A fortnight ago, something odd happened in Perth Concert Hall's music programme that provoked a little thought.

At the 11th hour, a scheduled concert was pulled from the advertised programme and deferred for a year. No hard and fast explanation was offered, and the hall simply stated that the cancellation was due to "unforeseen circumstances". What might that mean? The concert was a recital by the celebrated piano duo, Simon Crawford-Phillips and Philip Moore, and the programme was fielded under the title The Art Of Transcription. I think, simply, that the concert didn't sell, and that the hall, to avoid embarrassment to itself and the performers, decided rather than cancel it outright, to defer it and find somewhere else to put the concert where it might attract a more favourable response.

Outright cancellation, these days, seems to me an unusual occurrence, unless a performer is taken ill at the very last minute. So what went wrong here? There has been some discussion about this, but my own views are reasonably clear. In the first place, I think James Waters, creative director of Perth Concert Hall's music programme, might accept that the placement of the concert left it vulnerable. It was a one-off evening concert on Wednesday October 30. It belonged in no context other than the hall's general classical programme. It was close to but not part of any other stream of classical music activities in the hall.

That left it isolated and exposed to the weekly vicissitudes of planning what shows to attend, what can be afforded, what else is on, what the weather is like, and the myriad alternatives that present themselves in any such decision-making process.
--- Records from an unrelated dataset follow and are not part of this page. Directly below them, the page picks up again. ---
PR #6684, opened 2024-11-01
chore: add a script to bump all fuel maintained dependencies

kayagokalp:
## Description

Adds a bash script which iterates over all fuel owned/maintained crates we depend on and only runs cargo update for them. 

This is especially useful for incorporating minor bumps which happens much more often.

### DIFF
--- a/update_fuel_dependencies.sh
+++ b/update_fuel_dependencies.sh
@@ -1,0 +1,31 @@
+#!/bin/bash
+
+# Run this script to only bump fuel maintained dependencies. 
+#
+# We currently pin dependencies using "X.Y" in the root Cargo.toml file.
+# Since `cargo build` does not check for minor version bumps at each invocation
+# it is hard to move between new versions, especially for minor bumps which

And that situation was possibly compounded by the fact that the hall, at the same time, was actively promoting a new Sunday afternoon series, which was already selling well and which, in its run of concerts from early October through to next June, will feature (guess who?) that same piano duo of Simon Crawford-Phillips and Philip Moore. I suspect that any resultant confusion among concert-goers was probably inevitable.

But there was another factor, I suspect, in the cancellation of this show. It's the historic T-word. The programme was entitled The Art Of Transcription, and it included music by, among others, Beethoven and Brahms, all of it transcribed for piano duet by the composers themselves, and therefore possessing all of the veracity, authority, authenticity and credibility the music would ever need. Yet there are many people, some of them professional artistic administrators and promoters, who bluntly believe that a "transcription" automatically means something that is not the original and therefore something lesser, something second-best, or, as has often been expressed to me: "not quite the real thing".
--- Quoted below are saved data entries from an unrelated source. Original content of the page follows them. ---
PR #6693, opened 2024-11-04
refac: Use offset from SDK for executable loaders

### LINKED ISSUE #6683: Use offset from SDK for executable loaders instead of re-calculating it
## Description

Loader offset is exposed by sdk as of https://github.com/FuelLabs/fuels-rs/pull/1522 currently we are recalculating this value in forc-deploy because at the time of the implementation this was not exposed by sdk. This is bad because if anything changes around that area, we need to update it manually. We should use the exposed value from sdk instead of recalculating.

https://github.com/FuelLabs/fuels-rs/pull/1522

### Context
-------
https://github.com/FuelLabs/sway/blob/b6bbbf8bf5939eaf2c965b4b94732d43ef656500/forc-plugins/forc-client/src/op/deploy.rs#L357-L360

## Solution

Basically remove the function showed in context, and get the exposed value [from SDK](https://github.com/FuelLabs/fuels-rs/pull/1522) directly.

Abeeujah:
## Description
Uses the offset exposed by the SDK instead of recalculating it and having to manually update the code each time the implementation changes.

closes #6683 

## Checklist

### DIFF
--- a/Cargo.lock
+++ b/Cargo.lock
@@ -2072,12 +2072,6 @@ source = "registry+https://github.com/rust-lang/crates.io-index"
 checksum = "56254986775e3233ffa9c4d7d3faaf6d36a2c09d30b20687e9f88bc8bafc16c8"
 
 [[package]]
-name = "difference"
-version = "2.0.0"
-source = "registry+https://github.com/rust-lang/crates.io-index"
-checksum = "524cbf6897b527295dff137cec09ecf3a05f4fddffd7dfcd1585403449e74198"
-
-[[package]]
 name = "digest"
 version = "0.9.0"
 source = "registry+https://github.com/rust-lang/crates.io-index"
@@ -7807,7 +7801,6 @@ name = "swayfmt"
 version = "0.66.4"
 dependencies = [
  "anyhow",
- "difference",
  "forc-tracing 0.66.4",
  "indoc",
  "paste",
@@ -7815,6 +7808,7 @@ dependencies = [
  "ropey",
  "serde",
  "serde_ignored",
+ "similar",
  "sway-ast",
  "sway-core",
  "sway-error",
--- a/swayfmt/Cargo.toml
+++ b/swayfmt/Cargo.toml
@@ -25,7 +25,7 @@ thiserror.workspace = true
 toml = { workspace = true, features = ["parse"] }
 
 [dev-dependencies]
-difference = "2.0.0"
 paste = "1.0"
 prettydiff = "0.6"
+similar = "2.0"
 test-macros = { path = "test_macros" }
--- a/swayfmt/test_macros/src/lib.rs
+++ b/swayfmt/test_macros/src/lib.rs
@@ -119,18 +119,23 @@ macro_rules! fmt_test_inner {
 #[macro_export]
 macro_rules! assert_eq_pretty {
     ($got:expr, $expected:expr) => {
-        let got = &$got;
-        let expected = &$expected;
+        let got = &$got[..];
+        let expected = &$expected[..];
+
         if got != expected {
-            use difference::{Changeset, Difference};
-            let changeset = Changeset::new(expected, got, "\n");
-            for diff in changeset.diffs {
-                match diff {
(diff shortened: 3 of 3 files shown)


Abeeujah:
Hi @kayagokalp @Br1ght0ne @Salka1988 @hal3e please can you review?

forc-plugins/forc-client/src/op/deploy.rs
```diff
@@ -482,28 +382,25 @@ pub async fn deploy_executables(
...
+                    .into_iter()
+                    .map(|config| Configurable {
+                        offset: config.offset - offset_shift as u64,
+                        ..config.clone()
+                    })
+                    .collect()
+            });
+            fuel_abi.configurables = configurables;
+            let json_string = serde_json::to_string_pretty(&fuel_abi)?;
+            std::fs::write(json_abi_path, json_string)?;
```
kayagokalp, line 403: Looks good to me, but I believe we need a test for this. Especially because we are not sure what is going to happen if the binary does not have a `data` section. In earlier implementation it was obvious that the function to calculate offset returns `None` in that case but now I am not sure what is going to happen. 

So if you are up for it, let's add a test which get's its oracle values (like the calculated shifted values with the previous implementation) and in a next commit let's apply this change and see if the calculated values are same.

kayagokalp, line 403: Looks good to me, but I believe we need a test for this. Especially because we are not sure what is going to happen if the binary does not have a data section. In earlier implementation it was obvious that the function to calculate offset returns None in that case but now I am not sure what is going to happen.

So if you are up for it, let's add a test which get's its oracle values (like the calculated shifted values with the previous implementation) and in a next commit let's apply this change and see if the calculated values are same.

kayagokalp (changes requested):
Looks great! Thanks for the contribution. Can we add a test maybe? I left the details in the comment 🚀

forc-plugins/forc-client/src/op/deploy.rs
Abeeujah: Hi @kayagokalp I did look at the SDK before I implemented this change, the function implementation is guaranteed to always return an offset, and cases where it wouldn't the program crashes here's a snippet from `Executable<Loader>` impl block
```rust
pub fn data_offset_in_code(&self) -> usize {
        self.code_with_offset().1
    }

    fn code_with_offset(&self) -> (Vec<u8>, usize) {
        let mut code = self.state.code.clone();

        self.state.configurables.update_constants_in(&mut code);

        let blob_id = self.blob().id();

        transform_into_configurable_loader(code, &blob_id)
            .expect("checked before turning into a Executable<Loader>")
    }
```

But if you'd want a test after looking at this, what should I be testing for? that the value isn't zero? within a specific range? I'd like to hear your POV

kayagokalp: Hey again, it is possible that a binary does not contain any data section, that happens if the sway code does not have any constants and no configurable section. So if SDK is expecting this to be checked before calling the function, we might need to check this explicitly. 

For testing we can use a example test script or predicate's binary from `/test/data`. And (possibly) extract the shift calculation to a separate function so that we can write tests against it.

Basically call this new calculate shift function and check if the calculated shift is being calculated correctly for two types of sway scripts:

1. A script that has a single main function and nothing else.
2. The script like https://github.com/FuelLabs/sway/blob/master/forc-plugins/forc-client/test/data/deployed_script/src/main.sw which needs this shift.

I can help with testing if you need it feel free to ping me

Abeeujah: Yeah, I'd need some help with testing it, How do I ping you? I tried on twitter, 2 days ago and you haven't responded

kayagokalp: I will be adding the tests to this PR directly to better streamline the process

sdankel:
@Abeeujah  Thank you for your contribution, but this PR is superseded by https://github.com/FuelLabs/sway/pull/6991 since in future versions we will no longer use the data section offset.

Intellectually and practically, that is a preposterous idea. For centuries composers have themselves, or through their most trusted associates, made transcriptions for piano or piano duet. Long before the days of recording and the ready transmission of anything anywhere, it was the way of doing business. It was the way of disseminating your music. It was the way of selling it and making a living. It was the way of getting the music played and heard. If you wrote a symphony for an orchestra, how would you get it played and heard and how would you get it out there? You would prepare a transcription that would be targeted at the rapidly growing market of domestic music-making.
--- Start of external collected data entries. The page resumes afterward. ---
PR #6704, opened 2024-11-08
fix: forc-deploy asks for password before checking if the wallet exists

### LINKED ISSUE #6703: forc-deploy asks password for non-existing wallet
## Problem

Currently if the user does not have a wallet, forc-deploy offers them to create a new one. We will also offer them to import if they have one already created with #6680. But even there is no wallet at the default path the ask for password is invoked before checking this situation so we end up asking for a password for a wallet that does not exists. 

```bash
...
  Confirming transactions [deploy final-contract]
             Network: https://testnet.fuel.network
             Wallet: /Users/kayagokalp/.fuel/wallets/.wallet
✔ Wallet password · ****
? Could not find a wallet at "/Users/kayagokalp/.fuel/wallets/.wallet", would you like to create a new one? [y/N]:  (y/n) ›
```

## Fix

This is a basic logic error and the order of invoking password prompt and checking/creating a new wallet should be switched.

kayagokalp:
## Description
closes #6703 and unblocks #6680.

Forc-deploy was asking for a password without checking if a wallet exists or not and the check for existence was happening after the password prompt. This meant we were asking for a password even when the wallet does not exists.

Below examples are taken in a system where the wallet does not exists at the default path (a fresh system):
### Before

```bash
...
  Confirming transactions [deploy final-contract]
             Network: https://testnet.fuel.network
             Wallet: /Users/kayagokalp/.fuel/wallets/.wallet
✔ Wallet password · ****
? Could not find a wallet at "/Users/kayagokalp/.fuel/wallets/.wallet", would you like to create a new one? [y/N]:  (y/n) ›
```

### After

```bash
...
  Confirming transactions [deploy final-contract]
             Network: https://testnet.fuel.network
? Could not find a wallet at "/Users/kayagokalp/.fuel/wallets/.wallet", would you like to create a new one? [y/N]:  (y/n) ›
```

### DIFF
--- a/forc-plugins/forc-client/src/op/deploy.rs
+++ b/forc-plugins/forc-client/src/op/deploy.rs
@@ -7,8 +7,8 @@ use crate::{
         pkg::{built_pkgs, create_proxy_contract, update_proxy_address_in_manifest},
         target::Target,
         tx::{
-            prompt_forc_wallet_password, select_account, update_proxy_contract_target,
-            SignerSelectionMode,
+            check_and_create_wallet_at_default_path, prompt_forc_wallet_password, select_account,
+            update_proxy_contract_target, SignerSelectionMode,
         },
     },
 };
@@ -1002,6 +1002,11 @@ async fn setup_deployment_account(
     } else if let Some(arn) = &command.aws_kms_signer {
         SignerSelectionMode::AwsSigner(arn.clone())
     } else {
+        // Check if we have a wallet in the default path
+        // If there is one we will ask for the password
+        // If not we will ask the user to either create a new one or import one
+        let wallet_path = default_wallet_path();
+        check_and_create_wallet_at_default_path(&wallet_path)?;
         println_action_green("", &format!("Wallet: {}", default_wallet_path().display()));
         let password = prompt_forc_wallet_password()?;
         SignerSelectionMode::ForcWallet(password)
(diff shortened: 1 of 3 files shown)


forc-plugins/forc-client/src/op/deploy.rs
```diff
@@ -1002,6 +1002,11 @@ async fn setup_deployment_account(
     } else if let Some(arn) = &command.aws_kms_signer {
         SignerSelectionMode::AwsSigner(arn.clone())
     } else {
+        // Check if we have a wallet in the default path
+        // If there is one we will ask for the password
+        // If not we will ask the user to either create a new one or import one
```
kayagokalp, line 1007:
```suggestion
        // If not we will ask the user to either create a new one
```

zees-dev (approved):
Lgtm 👍

sdankel (dismissed):
lgtm, thanks!

kayagokalp:
Updated and it should be good now :)

The failing test assumed it was testing wrong password but it was not. Due to the same bug that is being solved with this PR, cli was asking a password for a wallet that does not exists. Updated the test, as the relevant section in the code also states we need to be able to override the default path for tests to test the happy path as well. I'll try to look into it next week 👌

kayagokalp:
Thinking about this I am curious what happens if you run cargo -t locally after this change if you a have a wallet locally will the test fail 🤔 We should probably think about overriding the default path for tests so that the tests ensure reproducability

zees-dev (approved):

sdankel (approved):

But, and this is vital, when these composers undertook transcriptions, there was no compromise, no soft sell. They lavished as much care and craftsmanship on the transcription as they did on the original. And that is what gives a transcription its veracity: they cared. It was never dog work. A transcription is an additional version of the original, and it is just as valid and viable. There's a deal of it coming up: missionary zeal is required here, and if there's a debate to be had, then Perth Concert Hall, with its determination to have transcription concerts on the agenda, is leading the way.